PR #429, opened 2022-10-19
CSVMetadata parameters required for operator publication

mgubaidullin:
ClusterServiceVersion requires additional parameters for publication. I have added them to CSVMetadata

### DIFF
--- a/bundle-generator/deployment/src/main/java/io/quarkiverse/operatorsdk/bundle/deployment/BundleProcessor.java
+++ b/bundle-generator/deployment/src/main/java/io/quarkiverse/operatorsdk/bundle/deployment/BundleProcessor.java
@@ -198,6 +198,27 @@ public class BundleProcessor {
                     AnnotationValue::asString, () -> mh.providerURL);
         }
 
+        final var annotationsField = csvMetadata.value("annotations");
+        CSVMetadataHolder.Annotations annotations;
+        if (annotationsField != null) {
+            final var annotationsAnn = annotationsField.asNested();
+            annotations = new CSVMetadataHolder.Annotations(
+                    ConfigurationUtils.annotationValueOrDefault(annotationsAnn, "containerImage",
+                            AnnotationValue::asString, () -> null),
+                    ConfigurationUtils.annotationValueOrDefault(annotationsAnn, "repository",
+                            AnnotationValue::asString, () -> null),
+                    ConfigurationUtils.annotationValueOrDefault(annotationsAnn, "capabilities",
+                            AnnotationValue::asString, () -> null),
+                    ConfigurationUtils.annotationValueOrDefault(annotationsAnn, "categories",
+                            AnnotationValue::asString, () -> null),
+                    ConfigurationUtils.annotationValueOrDefault(annotationsAnn, "certified",
+                            AnnotationValue::asBoolean, () -> false),
+                    ConfigurationUtils.annotationValueOrDefault(annotationsAnn, "almExamples",
+                            AnnotationValue::asString, () -> null));
+        } else {
+            annotations = mh.annotations;
+        }
+
         final var maintainersField = csvMetadata.value("maintainers");
         CSVMetadataHolder.Maintainer[] maintainers;
         if (maintainersField != null) {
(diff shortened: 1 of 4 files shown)


bundle-generator/deployment/src/main/java/io/quarkiverse/operatorsdk/bundle/deployment/BundleProcessor.java
```diff
@@ -214,6 +235,38 @@ private CSVMetadataHolder createMetadataHolder(AnnotationInstance csvMetadata, C
...
+                        ConfigurationUtils.annotationValueOrDefault(linkAnn[i], "name",
+                                AnnotationValue::asString, () -> null),
+                        ConfigurationUtils.annotationValueOrDefault(linkAnn[i], "url",
+                                AnnotationValue::asString, () -> null));
+            }
+        } else {
+            links = mh.links;
+        }
+
+        final var iconField = csvMetadata.value("icon");
```
metacosm, line 254: The icon is already dealt with automatically if users add an appropriately named file in `src/main/resources`. See https://github.com/quarkiverse/quarkus-operator-sdk/blob/main/bundle-generator/deployment/src/main/java/io/quarkiverse/operatorsdk/bundle/deployment/builders/CsvManifestsBuilder.java#L168-L180. Can we find a way to unify this with explicit metadata?

metacosm (changes requested):

bundle-generator/deployment/src/main/java/io/quarkiverse/operatorsdk/bundle/deployment/BundleProcessor.java
```diff
@@ -214,6 +235,38 @@ private CSVMetadataHolder createMetadataHolder(AnnotationInstance csvMetadata, C
...
+        CSVMetadataHolder.Icon[] icon;
+        if (iconField != null) {
+            final var iconAnn = iconField.asNestedArray();
+            icon = new CSVMetadataHolder.Icon[iconAnn.length];
+            for (int i = 0; i < iconAnn.length; i++) {
+                icon[i] = new CSVMetadataHolder.Icon(
+                        ConfigurationUtils.annotationValueOrDefault(iconAnn[i], "base64data",
```
metacosm, line 261: In particular, passing base64 data in an annotation is not the most user-friendly thing out there ;)

bundle-generator/runtime/src/main/java/io/quarkiverse/operatorsdk/bundle/runtime/CSVMetadataHolder.java
```diff
@@ -6,17 +6,50 @@ public class CSVMetadataHolder {
...
     public final String[] keywords;
     public final String providerName;
     public final String providerURL;
     public final String replaces;
     public final String version;
     public final String maturity;
+    public final String minKubeVersion;
     public final Maintainer[] maintainers;
+    public final Link[] links;
+    public final Icon[] icon;
```
metacosm, line 19: Seems like this fields would be better as a plural as well…

bundle-generator/runtime/src/main/java/io/quarkiverse/operatorsdk/bundle/runtime/CSVMetadataHolder.java
```diff
@@ -67,28 +110,35 @@ public RequiredCRD(String kind, String name, String version) {
...
-        this(name, null, null, null, null, null, null, null, null, null, null, null, null);
+        this(name, null, null, null, null, null, null, null, null, null, null, null, null, null, null, null, null);
     }
 
-    public CSVMetadataHolder(String name, String description, String displayName, String[] keywords, String providerName,
-            String providerURL, String replaces, String version, String maturity, Maintainer[] maintainers,
+    public CSVMetadataHolder(String name, String description, String displayName, Annotations annotations, String[] keywords,
+            String providerName,
+            String providerURL, String replaces, String version, String maturity, String minKubeVersion,
+            Maintainer[] maintainers, Link[] links, Icon[] icon,
```
metacosm, line 126: icon -> icons

bundle-generator/runtime/src/main/java/io/quarkiverse/operatorsdk/bundle/runtime/CSVMetadataHolder.java
mgubaidullin: I intentionally used singular for `icon` (despite being an array) to reflect ClusterServiceVersion tag `icon` that is singular as well
Screen Shot 2022-10-21 at 9 11 49 AM

bundle-generator/deployment/src/main/java/io/quarkiverse/operatorsdk/bundle/deployment/BundleProcessor.java
mgubaidullin: Perhaps we could provide an alternative options to user?
1. Select file from `src/main/resources`
Screen Shot 2022-10-21 at 9 28 41 AM

2. Use base64 string
Screen Shot 2022-10-21 at 9 29 26 AM

metacosm:
I've made some modifications to your latest changes but I cannot update your PR: can you make it so that I can update the code?
My changes are basically removing the `base64data` field on `Icon` because I don't think that users are likely to use that, not to mention the fact that we probably want to avoid adding that data in the app if we can avoid it. To that effect, I also changed the location of where the icons should be put in order for the generator to pick them up: it will now look for icons using the name defined in `Icon` in `src/main/kubernetes` instead of simply checking for a default icon in `src/main/resources`.

bundle-generator/runtime/src/main/java/io/quarkiverse/operatorsdk/bundle/runtime/CSVMetadataHolder.java
mgubaidullin: Does 👍 mean you are agree and I could close it as resolved?

metacosm: Yes.

mgubaidullin:
Screen Shot 2022-10-21 at 4 38 54 PM

metacosm:
Not sure what's going on but I still can't push changes to your branch… 😭 
Will open a different PR with the additional changes and will close this one if you're OK with this.

metacosm:
See #432.

mgubaidullin:
Yes. I'm ok. Thanks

What you are asked to do:
Each line of the data must be set down again as it is.

Result of the exercise:
PR #429, opened 2022-10-19
CSVMetadata parameters required for operator publication

mgubaidullin:
ClusterServiceVersion requires additional parameters for publication. I have added them to CSVMetadata

### DIFF
--- a/bundle-generator/deployment/src/main/java/io/quarkiverse/operatorsdk/bundle/deployment/BundleProcessor.java
+++ b/bundle-generator/deployment/src/main/java/io/quarkiverse/operatorsdk/bundle/deployment/BundleProcessor.java
@@ -198,6 +198,27 @@ public class BundleProcessor {
                     AnnotationValue::asString, () -> mh.providerURL);
         }
 
+        final var annotationsField = csvMetadata.value("annotations");
+        CSVMetadataHolder.Annotations annotations;
+        if (annotationsField != null) {
+            final var annotationsAnn = annotationsField.asNested();
+            annotations = new CSVMetadataHolder.Annotations(
+                    ConfigurationUtils.annotationValueOrDefault(annotationsAnn, "containerImage",
+                            AnnotationValue::asString, () -> null),
+                    ConfigurationUtils.annotationValueOrDefault(annotationsAnn, "repository",
+                            AnnotationValue::asString, () -> null),
+                    ConfigurationUtils.annotationValueOrDefault(annotationsAnn, "capabilities",
+                            AnnotationValue::asString, () -> null),
+                    ConfigurationUtils.annotationValueOrDefault(annotationsAnn, "categories",
+                            AnnotationValue::asString, () -> null),
+                    ConfigurationUtils.annotationValueOrDefault(annotationsAnn, "certified",
+                            AnnotationValue::asBoolean, () -> false),
+                    ConfigurationUtils.annotationValueOrDefault(annotationsAnn, "almExamples",
+                            AnnotationValue::asString, () -> null));
+        } else {
+            annotations = mh.annotations;
+        }
+
         final var maintainersField = csvMetadata.value("maintainers");
         CSVMetadataHolder.Maintainer[] maintainers;
         if (maintainersField != null) {
(diff shortened: 1 of 4 files shown)


bundle-generator/deployment/src/main/java/io/quarkiverse/operatorsdk/bundle/deployment/BundleProcessor.java
```diff
@@ -214,6 +235,38 @@ private CSVMetadataHolder createMetadataHolder(AnnotationInstance csvMetadata, C
...
+                        ConfigurationUtils.annotationValueOrDefault(linkAnn[i], "name",
+                                AnnotationValue::asString, () -> null),
+                        ConfigurationUtils.annotationValueOrDefault(linkAnn[i], "url",
+                                AnnotationValue::asString, () -> null));
+            }
+        } else {
+            links = mh.links;
+        }
+
+        final var iconField = csvMetadata.value("icon");
```
metacosm, line 254: The icon is already dealt with automatically if users add an appropriately named file in `src/main/resources`. See https://github.com/quarkiverse/quarkus-operator-sdk/blob/main/bundle-generator/deployment/src/main/java/io/quarkiverse/operatorsdk/bundle/deployment/builders/CsvManifestsBuilder.java#L168-L180. Can we find a way to unify this with explicit metadata?

metacosm (changes requested):

bundle-generator/deployment/src/main/java/io/quarkiverse/operatorsdk/bundle/deployment/BundleProcessor.java
```diff
@@ -214,6 +235,38 @@ private CSVMetadataHolder createMetadataHolder(AnnotationInstance csvMetadata, C
...
+        CSVMetadataHolder.Icon[] icon;
+        if (iconField != null) {
+            final var iconAnn = iconField.asNestedArray();
+            icon = new CSVMetadataHolder.Icon[iconAnn.length];
+            for (int i = 0; i < iconAnn.length; i++) {
+                icon[i] = new CSVMetadataHolder.Icon(
+                        ConfigurationUtils.annotationValueOrDefault(iconAnn[i], "base64data",
```
metacosm, line 261: In particular, passing base64 data in an annotation is not the most user-friendly thing out there ;)

bundle-generator/runtime/src/main/java/io/quarkiverse/operatorsdk/bundle/runtime/CSVMetadataHolder.java
```diff
@@ -6,17 +6,50 @@ public class CSVMetadataHolder {
...
     public final String[] keywords;
     public final String providerName;
     public final String providerURL;
     public final String replaces;
     public final String version;
     public final String maturity;
+    public final String minKubeVersion;
     public final Maintainer[] maintainers;
+    public final Link[] links;
+    public final Icon[] icon;
```
metacosm, line 19: Seems like this fields would be better as a plural as well…

bundle-generator/runtime/src/main/java/io/quarkiverse/operatorsdk/bundle/runtime/CSVMetadataHolder.java
```diff
@@ -67,28 +110,35 @@ public RequiredCRD(String kind, String name, String version) {
...
-        this(name, null, null, null, null, null, null, null, null, null, null, null, null);
+        this(name, null, null, null, null, null, null, null, null, null, null, null, null, null, null, null, null);
     }
 
-    public CSVMetadataHolder(String name, String description, String displayName, String[] keywords, String providerName,
-            String providerURL, String replaces, String version, String maturity, Maintainer[] maintainers,
+    public CSVMetadataHolder(String name, String description, String displayName, Annotations annotations, String[] keywords,
+            String providerName,
+            String providerURL, String replaces, String version, String maturity, String minKubeVersion,
+            Maintainer[] maintainers, Link[] links, Icon[] icon,
```
metacosm, line 126: icon -> icons

bundle-generator/runtime/src/main/java/io/quarkiverse/operatorsdk/bundle/runtime/CSVMetadataHolder.java
mgubaidullin: I intentionally used singular for `icon` (despite being an array) to reflect ClusterServiceVersion tag `icon` that is singular as well
Screen Shot 2022-10-21 at 9 11 49 AM

bundle-generator/deployment/src/main/java/io/quarkiverse/operatorsdk/bundle/deployment/BundleProcessor.java
mgubaidullin: Perhaps we could provide an alternative options to user?
1. Select file from `src/main/resources`
Screen Shot 2022-10-21 at 9 28 41 AM

2. Use base64 string
Screen Shot 2022-10-21 at 9 29 26 AM

metacosm:
I've made some modifications to your latest changes but I cannot update your PR: can you make it so that I can update the code?
My changes are basically removing the `base64data` field on `Icon` because I don't think that users are likely to use that, not to mention the fact that we probably want to avoid adding that data in the app if we can avoid it. To that effect, I also changed the location of where the icons should be put in order for the generator to pick them up: it will now look for icons using the name defined in `Icon` in `src/main/kubernetes` instead of simply checking for a default icon in `src/main/resources`.

bundle-generator/runtime/src/main/java/io/quarkiverse/operatorsdk/bundle/runtime/CSVMetadataHolder.java
mgubaidullin: Does 👍 mean you are agree and I could close it as resolved?

metacosm: Yes.

mgubaidullin:
Screen Shot 2022-10-21 at 4 38 54 PM

metacosm:
Not sure what's going on but I still can't push changes to your branch… 😭 
Will open a different PR with the additional changes and will close this one if you're OK with this.

metacosm:
See #432.

mgubaidullin:
Yes. I'm ok. Thanks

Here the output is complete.